Feature Selection With Importance¶

Output¶

Pass the input DataFrame to output and in table format feature importance is displayed.

Type¶

transform

Class¶

fire.nodes.featureselection.NodeFeatureSelectionWithImportance

Fields¶

Name	Title	Description
targetCol	TargetCol	Target column to be used when selecting the features
featureCols	Feature Columns	The list of columns for which to calculate the feature importance
mlType	MLType	target column type, Regression or Classification

Details¶

Feature Selection With Importance Node Details¶

This node used Random Forest which is a very powerful model both for regression and classification.
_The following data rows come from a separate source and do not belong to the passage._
PR #153, opened 2020-09-24
Add getInstances and setInstances AbstractContainerConfigurator

mj4444ru:
| Q             | A
| ------------- | ---
| Is bugfix?    | ❌
| New feature?  | ✔️
| Breaks BC?    | ❌
| Fixed issues  | 

This additional functionality allows for non-standard applications to interfere with the work of **Yiisoft\Di\Container**. Now there is a **set** method that allows you to interfere with the work of **Yiisoft\Di\Container**, so this new functionality does not threaten anything bad.

```php
class TestClass1
{
    public function __construct()
    {
        echo "\n*** Create TestClass1 ***\n\n";
    }
}

class TestClass2
{
    public function __construct()
    {
        echo "\n*** Create TestClass2 ***\n\n";
    }
}

class TestContainerConfigurator extends Yiisoft\Di\AbstractContainerConfigurator
{
    private array $ids;

    public function __construct(array $ids)
    {
        $this->ids = $ids;
    }

    public function reset(Container $container): void
    {
        $container->setInstances(\array_fill_keys($this->ids, null), true);
    }
}

$config = [
    TestClass1::class => TestClass1::class,
    TestClass2::class => TestClass2::class,
    TestContainerConfigurator::class => [
        '__construct()' => [[
            TestClass2::class,
        ]],
    ],
];
$providers = [];
$container = new Container($config, $providers);

var_dump($container->get(TestClass1::class));
var_dump($container->get(TestClass2::class));
echo "\n=== Next Request ===\n\n";
$container->get(TestContainerConfigurator::class)->reset($container);
var_dump($container->get(TestClass1::class));
var_dump($container->get(TestClass2::class));
```

We get the following output:
```
*** Create TestClass1 ***

object(TestClass1)#8 (0) {
}

*** Create TestClass2 ***

object(TestClass2)#9 (0) {
}

=== Next Request ===

object(TestClass1)#8 (0) {
}

*** Create TestClass2 ***

object(TestClass2)#4 (0) {
}
```

This functionality may help to avoid the introduction into a classic php web application of the code necessary for the application to work under conditions of multiple requests (such as RoadRunner), since there will be no need to clear the data after processing the request.

### DIFF
--- a/src/AbstractContainerConfigurator.php
+++ b/src/AbstractContainerConfigurator.php
@@ -22,4 +22,14 @@ abstract class AbstractContainerConfigurator
     {
         throw new \RuntimeException("Method 'delegateLookup' does not exist.");
     }
+
+    protected function getInstances(): array
+    {
+        throw new \RuntimeException("Method 'getInstances' does not exist.");
+    }
+
+    protected function setInstances(array $instances, bool $merge = false): void
+    {
+        throw new \RuntimeException("Method 'setInstances' does not exist.");
+    }
 }
--- a/src/Container.php
+++ b/src/Container.php
@@ -31,7 +31,7 @@ final class Container extends AbstractContainerConfigurator implements Container
     private array $building = [];
 
     /**
-     * @var object[]
+     * @var object[]|null[]
      */
     private array $instances = [];
 
@@ -138,7 +138,7 @@ final class Container extends AbstractContainerConfigurator implements Container
 
     /**
      * Returns the currently created instances.
-     * @return object[]
+     * @return object[]|null[]
      */
     protected function getInstances(): array
     {
--- a/src/Container.php
+++ b/src/Container.php
@@ -137,6 +137,25 @@ final class Container extends AbstractContainerConfigurator implements Container
     }
 
     /**
+     * Returns the currently created instances.
+     * @return object[]
+     */
+    protected function getInstances(): array
+    {
+        return $this->instances;
+    }
+
+    /**
+     * Replaces instances.
+     * @param object[]|null[] $instances
+     * @param bool $merge specifies to install instances or merge with existing ones.
+     */
+    protected function setInstances(array $instances, bool $merge = false): void
+    {
+        $this->instances = $merge ? \array_merge($this->instances, $instances) : $instances;
+    }
+
+    /**
      * Creates new instance by either interface name or alias.
      *
      * @param string $id The interface or an alias name that was previously registered.


yiiliveext:
Rather you should add the `reset` method to `AbstractConfigurator` or create a separate `ResetableContainer` with the public `reset` method.

mj4444ru:
> Rather you should add the `reset` method to `AbstractConfigurator` or create a separate `ResetableContainer` with the public `reset` method.

This can be applied not only for this.
The ResetableContainer implementation can be tricky and come with pitfalls.

samdark:
This idea is definitely interesting...

> This can be applied not only for this.

Where are other use cases?

yiiliveext:
> > Rather you should add the `reset` method to `AbstractConfigurator` or create a separate `ResetableContainer` with the public `reset` method.
> 
> This can be applied not only for this.

Your implementation with `setInstances` and `getInstances` is a very bad idea. Instances management must be encapsulated inside `Container` class. No one should know about instances inside the container. External instances management leads to container corruption.

> The ResetableContainer implementation can be tricky and come with pitfalls.

I think, you just don't understand `ResetableContainer` principle. When you call `reset` method of `ResetableCOntainer`, the container just looks over the instances and if an instance implements ResetableInterface then `reset` method of this instance is called.

samdark:
> I think, you just don't understand ResetableContainer principle. When you call reset method of ResetableCOntainer, the container just looks over the instances and if an instance implements ResetableInterface then reset method of this instance is called.

That would require proxy-classes, right? Because we can't require user to implement a certain interface. Especially if it's vendor code.

mj4444ru:
> Your implementation with `setInstances` and `getInstances` is a bad idea. Instances management must be encapsulated inside `Container` class. No one should know about instances inside the container. External instances management leads to container corruption.

If we want to damage the container, we can pass a closure to it through the set method. Thus, this functionality does not pose any danger, but it provides additional opportunities.

> I think, you just don't understand `ResetableContainer` principle. When you call `reset` method of `ResetableCOntainer`, the container just looks over the instances and if an instance implements `ResetableInterface` then `reset` method of this instance is called.

For example, I want to write a microservice using third-party code, I do not want to adapt it for yii3, which may not be possible at all because of the final classes. I just want to delete some objects without any hassle.

Perhaps I want to cache the objects I initialized and install cloned copies for each separate cycle. I can write my own container for this, but we can make life easier for people without understanding the security level of the framework.

mj4444ru:
> This idea is definitely interesting...
> 
> > This can be applied not only for this.
> 
> What are other use cases?

You can think of many different options. To summarize them, here are some of them.
- Fast removal of some of the previously created objects from the container.
- Pre-initialization of objects and the use of their cloned copies in a loop.
- Obtaining a list of created container objects for debugging purposes.

When developing a microservice, we can focus on developing the microservice itself, and not on adding classes to the architecture of the framework to implement resettable states.

samdark:
Closing since resetter is now implemented.

PR #159, opened 2020-09-26
Switch to psalm and fix static analysis issues

hiqsol:
There is one issue in `Container` still.

`$this->rootContainer->attach($container)`

It requires more substantial changes.

| Q             | A
| ------------- | ---
| Is bugfix?    | ✔️
| New feature?  | ❌
| Breaks BC?    | ❌


src/CompositeContainer.php
```diff
@@ -19,13 +19,10 @@ final class CompositeContainer implements ContainerInterface
      */
     private array $containers = [];
 
-    public function get($id, array $parameters = [])
+    public function get($id)
```
samdark, line 22: Was it redundant?

hiqsol: yes, we've removed params from get everywhere

PR #161, opened 2020-09-26
Add circular exception case 1

xepozz:
| Q             | A
| ------------- | ---
| Is bugfix?    | ❌
| New feature?  | ❌
| Breaks BC?    | ❌
| Fixed issues  | 

This test case should be fail


hiqsol:
#162 substitutes this test and this PR should be closed?

PR #166, opened 2020-09-28
Small refactor, fix tests

xepozz:
| Q             | A
| ------------- | ---
| Is bugfix?    | ✔️
| New feature?  | ❌
| Breaks BC?    | ❌
| Fixed issues  |


xepozz:
Test case is here https://github.com/yiisoft/di/pull/167

samdark:
@xepozz would you please resolve conflicts?

hiqsol:
Taken part of this refactoring in https://github.com/yiisoft/di/commit/4042b039f024a384633dac018be7587cead02dd5

src/Container.php
```diff
@@ -51,16 +51,21 @@ public function __construct(
         array $definitions = [],
         array $providers = [],
         ContainerInterface $rootContainer = null
-    ) {
+    )
+    {
         $this->delegateLookup($rootContainer);
+
+        $this->set(ContainerInterface::class, $this->rootContainer ?? $this);
```
samdark, line 58: Was `has()` check unnecessary? Root container may have it defined.

src/Container.php
```diff
@@ -51,16 +51,21 @@ public function __construct(
...
+        $this->set(Injector::class, new Injector($this->rootContainer ?? $this));
```
samdark, line 59: Same here. Root container may have it defined.

src/Container.php
```diff
@@ -51,16 +51,21 @@ public function __construct(
...
-        if (!$this->has(ContainerInterface::class)) {
-            $this->set(ContainerInterface::class, $rootContainer ?? $this);
-        }
-        $this->addProviders($providers);
 
+        $this->addProviders($providers);
         # Prevent circular reference to ContainerInterface
-        $this->get(ContainerInterface::class);
+        $container = $this->get(ContainerInterface::class);
+        if ($container !== $this) {
```
samdark, line 66: Can't we simply check for `$this->rootContainer !== null`?

samdark (changes requested):
Seems it does not pass tests.

src/Container.php
xepozz: > Root container may have it defined

I don't understand you. Can you please explain what do you mean?

src/Container.php
xepozz: It's not just a check.
It's combine the fix (early fetching container `$this->get(ContainerInterface::class);`) and redefining `Injector` if container definition was modified.

src/Container.php
samdark: You have removed a `has()` call. I think it was there to check if there is a definition in a root container already:

```php
$rootContainer = new MyRootContainer();
$rootContainer->define(ContainerInterface::class, function () {
    return new SuperContainer();
});
$yiiContainer = new Container($defintions, $providers, $rootContainer);
```

I am not entirely sure what was the check for. Therefore asking.

samdark:
The idea was mostly included into other PRs so closing. @xepozz thanks for direction.

PR #173, opened 2020-10-01
Add tests for constructor parameters passed properly

hiqsol:
- excessive parameters must be dropped  
- if parameter is variadic all values must be passed  
- mixing integer and string indexed parameters is not allowed  

| Q             | A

It can give its own interpretation of feature importance as well, which can be plotted and used for selecting the most informative set of features.

Input Parameters¶

OUTPUT STORAGE LEVEL : Keep this as DEFAULT.
TARGETCOL : Select the target variable for which we want to explore the existence of a relationship.
FEATURE COLUMNS :
Available : A list of numeric feature columns derived from the input dataframe schema.
Selected : A list of columns for whom the node will compute correlational values against the TARGETCOL.
MLTYPE : Select the type of machine learning model for the input data, choose between Regression or Classification model.

Examples¶

Feature Selection With Importance Node Example¶

For a given dataframe having the below housing schema:

price  | bathrms | stories| bedrooms|
Double | Double  | Double | Double  |
-------------------------------------

We can select the Target Columns as price and explore the correlation which exists between the target column and the feature columns of bathrms, stories and bedrooms for a Regression model.

This will yield two output sections:

A Feature Importance table showing the correlation percentage between the target column and the feature columns &
Output of the input dataframe in tabular format